Diba PEA shows potential for fast payback

22nd July 2020 By: Donna Slater - Creamer Media Staff Writer and Photographer

African mining royalty generator Altus Strategies reports positive results from a preliminary economic assessment (PEA) for its 100%-owned Diba gold project, in western Mali.

The PEA is based on an openpit oxide gold mine with a life of 3.25 years, an average production of 52 000 oz/y and a low strip ratio.

The 81 km2 Diba project is located in the Kayes region of western Mali, about 450 km northwest of the capital city of Bamako.

The project sits 5 km west of the company’s Lakanfla gold project, which is under a joint venture with ASX-listed Graphex Mining. It is also located about 13 km south of the multimillion-ounce Sadiola gold mine and 35 km south of the multimillion-ounce Yatela former gold mine.

Based on the assumption that the leach pad will be located to the south of the pit, the Diba project life-of-mine plan will comprise the simultaneous exploitation of three openpit deposits. Pit phasing and exits will be independent of each other.

The overall strategy is to achieve an average life-of-mine production rate of 4 000 t/d, with a strip ratio expected to average 1.37:1.

The PEA sets out two financial scenarios, the first accounting for a 10% discount rate and a gold price of $1 500/oz, showing that the Diba project will have a pre-tax net present value (NPV) of $115-million and an internal rate of return (IRR) of 728%, with payback in 6.2 months.

The after-tax NPV is estimated to be $81-million, with an IRR of 469% and payback within 6.9 months.

Alternatively, the second scenario applies a 5% discount rate and is based on a gold price of $1 800/oz, which results in the PEA pointing to the project having a pre-tax NPV of $167-million and an after-tax NPV of $118-million.
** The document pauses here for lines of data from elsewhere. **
PR #3564, opened 2024-11-14
Autocomplete: Use URL helper instead of `absolute_url_for`

csutter:
This uses Rails's standard URL helper instead of the custom one in the app to establish the absolute URL for the autocomplete endpoint.


kevindew (approved):
Nice one 👍 

Based off what we found I'll just leave a comment for prosperity that if we find there's a problem with this (edge case we didn't consider with proxy headers) we could resolve the quoted string problem with: `absolute_url_for(api_search_autocomplete_path(format: :json)).to_s`

PR #55, opened 2018-11-27
Add registry service cluster IP to node resolver

pravisankar:


manifests/0000_08_cluster-dns-operator_03-daemonset.yaml
```diff
@@ -0,0 +1,56 @@
...
+        command:
+        - /bin/bash
+        - -c
+        - |
+          #!/bin/bash
+          set -euo pipefail
+
+          # TODO: Is this the correct service name for internal registry?
+          # Is there one global registry or multiple registries for dev, test and external users?
+          REGISTRY_SERVICE="docker-registry.default.svc.cluster.local"
```
ironcladlou: Omit the `cluster.local` since that's configurable and should be in the container resolver search path.

manifests/0000_08_cluster-dns-operator_03-daemonset.yaml
```diff
@@ -0,0 +1,56 @@
...
+spec:
+  selector:
+    matchLabels:
+      openshift-app: dns-node-resolver
+  template:
+    metadata:
+      labels:
+        openshift-app: dns-node-resolver
+    spec:
+      dnsPolicy: Default
```
ironcladlou: Doesn't this mean the pod won't actually be using the cluster DNS service to resolve the registry name?

manifests/0000_08_cluster-dns-operator_03-daemonset.yaml
```diff
@@ -0,0 +1,56 @@
+# Node resolver for internal registry
```
ironcladlou: If we deploy this as a manifest via CVO, what happens when we need to roll out a bug fix or other change?

pravisankar:
Closing in favor of https://github.com/openshift/cluster-dns-operator/pull/56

In addition, the PEA also suggests further growth potential for the Diba project, as seven more oxide gold targets are due for systematic drill testing and a metallurgical study is to be conducted to test potential sulphide ores to be processed through carbon in leach.

Mineralisation at the Diba project is sediment-hosted within a series of eight stacked lenses, typically between 20  m and 40 m thick. The lenses are shallow-dipping at about 30° angled to the east/east-southeast.

The weathering profile at the property is estimated to be up to 70 m vertical depth, resulting in extensive oxidation from surface.

The sulphide content of the mineralised lenses is typically less than 10% by volume and commonly as little as 1%. Disseminated sulphides are fine to very-fine grained and consist of pyrite, with a minor amount of arsenopyrite, chalcopyrite, tellurides and native gold.

Altus CE Steven Poulton says that while the preliminary economics are compelling, the company believes Diba has considerable growth potential.

He adds that Altus will also undertake metallurgical test work to determine if the sulphide material, which is not modelled in the current PEA and which represents about 50% of the current mineral resource, is amenable to conventional carbon-in-leach processing.

The next phase of drilling on the project will focus on the potential to convert inferred resources into indicated resources, as well as the down-dip potential of the deposit.

In parallel, systematic drilling will be undertaken over seven priority prospects that have been discovered within 7 km of the current mineral resource. These targets include the Diba Southwest, Diba Northwest, Diba East, Diba West-Northwest and Plateau targets.